The paper has minimal discussion about this, where the control is directly upstream from the treatment lake to separate nutrient flows. Multiple reference lakes (Lake 224 and 442) were included to account for fathead minnows absent in lake 373, and consistent sampling methods were used for all lakes.
However, having the treatment lake immediately downstream from the control may have add spillover effect and violations of independence, and there were already clear pre-existing ecological differences (no flathead minnows) that exacerbate the disparity between the lakes.
Other assumptions include assuming that the square root transformation had addressed the statistical assumptions, such as normal distribution and equal variance for ANOVA.
Is there a better statistical model?
There are quite a few limitations with ANOVA:
It assumed homogeneity of variance, but if CUE increases with treatment, variance may also increase, violating this assumption
We look at these broad time periods rather than year to year variation
ANOVA becomes unreliable with unequal observations since we compare means
We cannot control for other factors such as temperature or oxygen
Instead, a linear regression helps to account for this
It does allow for heteroskedasticity, or non-constant variation
We can look at all the years to get that year to year variation
Fixed effects also controls for the time invariant unobserved differences (nutrient levels)
Does account for more covariates that vary over time
We can explicitly include temperature and oxygen levels, variables used for the other fish populations for minnows as well
What would linear regression with fixed effects look like?
We have our lake, which is a dummy variable.
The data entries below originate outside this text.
PR #2648, opened 2026-05-07
Add OneOf::clone()

harrishancock:
Mirrors the existing `kj::Array<T>::clone()` (and `kj::Maybe<T>::clone()`) APIs: returns a deep-cloned OneOf with each variant cloned (via clone()) or copied (via copy ctor), depending on which trait the variant satisfies.

Per-variant requires `Cloneable<T> || Copyable<T>`. Unlike `Maybe<T>::clone()` which accepts only `Cloneable<T>` — because a `Maybe<T>` for copyable T is itself copyable, making clone() redundant — OneOf can be non-copyable (when at least one variant is non-copyable) even when other variants are copyable. Supporting `Copyable` per variant lets the mixed-trait case (e.g. `OneOf<int, kj::String>::clone()`) work: int copied, String cloned.

Both `&` and `const&` overloads are provided so types whose clone() is non-const (e.g. `kj::Rc<T>::clone()` mutates a refcount) can be cloned in non-const contexts.

Result type is `OneOf<decltype(_::copyOrClone(v))...>`, so type-changing clones work: `OneOf<ArrayPtr<T>>::clone()` returns `OneOf<Array<T>>`.

### DIFF
--- a/c++/src/kj/one-of-test.c++
+++ b/c++/src/kj/one-of-test.c++
@@ -20,6 +20,7 @@
 // THE SOFTWARE.
 
 #include "one-of.h"
+#include "refcount.h"
 #include "string.h"
 #include <kj/compat/gtest.h>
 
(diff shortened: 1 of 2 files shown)


harrishancock:
Looks like the Linux-clang (18, bazel-dbg) build flaked:
```
//src/capnp:compiler/evolution-test                                     TIMEOUT in 30.0s
```

kentonv (approved):

harrishancock:
Force-push was just to add a couple test cases: clone of default-initialized and moved-from values.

If it is 0, it is referring to the reference lake, and 1 for the treatment lake
Time is NOT a dummy variable, as we want to see variation by year
AS we group our data by each year, we account for year specific biases. For example, if some unobserved variable occurs (change in environmental conditions), fixed effects controls for this by treating each year separately
Therefore, we can just worry about time variant variables, or variables that change over time within groups.
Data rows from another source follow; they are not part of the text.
PR #2649, opened 2026-05-11
Support Bazel 9 in V1

spinningthelock:
This PR adds Bazel 9 support to V1 branch
* Removes WORKSPACE file as its now unused
* Updates all the third party packages to latest version
* Replaced boringssl with openssl to match the CMake file


kentonv:
@fhanau can you look at this?

fhanau:
I can confirm that the build works with these changes for me locally (on macOS). Let's keep using boringssl though, this matches what we do on the v2 branch.
One other concern I have is that this will break the Bazel Windows build – maintaining that required several changes when upgrading to new Bazel versions as can be seen on the v2 branch. That being said I'm not sure if that configuration is being actively used (CI on the master branch doesn't test it, and the cmake MSVC Windows build should still work) so maybe that's fine?

spinningthelock:
@fhanau I updated PR to use boringssl. Updated it to latest version in BCR.

fhanau:
> @fhanau I updated PR to use boringssl. Updated it to latest version in BCR.

Looks like CI is failing with updated boringssl since this branch still uses C++14. To preserve compatibility, can you keep the old boringssl version or update to whatever the last version supporting C++14 is?

spinningthelock:
yeah. I will try to find a one that supports C++14 and Bazel 9. I think I ran into the same issue when I was creating the initial PR. Then decided to using openssl since thats what cmake version of code does. That was faster than finding one that is C++14 and Bazel 9.

spinningthelock:
@fhanau solution was to not update boringssl. Builds and tests on my local linux machine

spinningthelock:
For my erudition, why is there a deviation between the cmake and bazel deps?

fhanau (approved):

To interpret these results, using interact_plot in R to visualize the relationship and the Wald test is used to determine interaction significance.
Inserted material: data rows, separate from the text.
PR #2650, opened 2026-05-12
Auto-roll capnp-cpp MODULE.bazel version in release.sh

pgerell:
Bump capnp-cpp module version in c++/MODULE.bazel from 1.1.0 to 1.5-dev to match the in-progress mainline version.
Updated release.sh to automate this.
#2649 did remove the version number but AFAICT the Bazel Central Registry would need a patch that adds it if not already set.
The version number could be omitted if `publish-to-bcr` is added to the release flow.
https://github.com/bazel-contrib/publish-to-bcr

### DIFF
--- a/c++/MODULE.bazel
+++ b/c++/MODULE.bazel
@@ -1,6 +1,6 @@
 module(
     name = "capnp-cpp",
-    version = "1.1.0",
+    version = "1.5.0",
 )
 
 bazel_dep(name = "platforms", version = "0.0.11")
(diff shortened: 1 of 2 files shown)


kentonv:
Oh I see, this is a version number that needs to be updated with every release.

Perhaps, then, release.sh should be updated to automatically roll this number when appropriate, like it does all the other places where versions show up?

pgerell:
> Oh I see, this is a version number that needs to be updated with every release.
> 
> Perhaps, then, release.sh should be updated to automatically roll this number when appropriate, like it does all the other places where versions show up?

Good call. I've added `c++/MODULE.bazel` to `update_version()` in `release.sh` so it rolls automatically alongside the other files. Set the version to 1.5-dev to be in sync with the rest.

pgerell:
@kentonv Is this what you were asking for?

Overall, using linear regression with fixed effects accounts for many of the limitations that ANOVA has while still being able to expand the analysis.
Citations
Rennie, Michael & Kennedy, Patrick & Mills, Kenneth & Rodgers, Chandra & Charles, Colin & Hrenchuk, Lee & Chalanchuk, Sandra & Blanchfield, Paul & Paterson, Michael & Podemski, Cheryl. (2019). Impacts of freshwater aquaculture on fish communities: A whole-ecosystem experimental approach. Freshwater Biology. 64. 10.1111/fwb.13269.